Each record that follows must be reproduced exactly.

(Collected data)
━━━━━━━━
PR #4207, opened 2024-02-12
Use the no-pie version (no ASLR) for the test

wargio:
This may fix the annoying mach0 debug test from failing

### DIFF
--- a/test/db/archos/darwin-arm64/dbg
+++ b/test/db/archos/darwin-arm64/dbg
@@ -85,7 +85,7 @@ EOF
 RUN
 
 NAME=maps as flags
-FILE=bins/mach0/hello-macos-arm64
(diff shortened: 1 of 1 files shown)


XVilka (approved):

wargio:
@XVilka can you rebuild the hello example for arm and remove the pie flag while building it?

XVilka:
> @XVilka can you rebuild the hello example for arm and remove the pie flag while building it?

What file exactly do you mean?

wargio:
that file was built with the -pie flag on macos. we need this to be without the ASLR support (https://stackoverflow.com/questions/23897963/documented-way-to-disable-aslr-on-os-x)

wargio:
The binary i have added is broken. i will revert changes on the test repo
━━━━━━━━
** ANSWER TO THIS PROBLEM **
PR #4207, opened 2024-02-12
Use the no-pie version (no ASLR) for the test

wargio:
This may fix the annoying mach0 debug test from failing

### DIFF
--- a/test/db/archos/darwin-arm64/dbg
+++ b/test/db/archos/darwin-arm64/dbg
@@ -85,7 +85,7 @@ EOF
 RUN
 
 NAME=maps as flags
-FILE=bins/mach0/hello-macos-arm64
(diff shortened: 1 of 1 files shown)


XVilka (approved):

wargio:
@XVilka can you rebuild the hello example for arm and remove the pie flag while building it?

XVilka:
> @XVilka can you rebuild the hello example for arm and remove the pie flag while building it?

What file exactly do you mean?

wargio:
that file was built with the -pie flag on macos. we need this to be without the ASLR support (https://stackoverflow.com/questions/23897963/documented-way-to-disable-aslr-on-os-x)

wargio:
The binary i have added is broken. i will revert changes on the test repo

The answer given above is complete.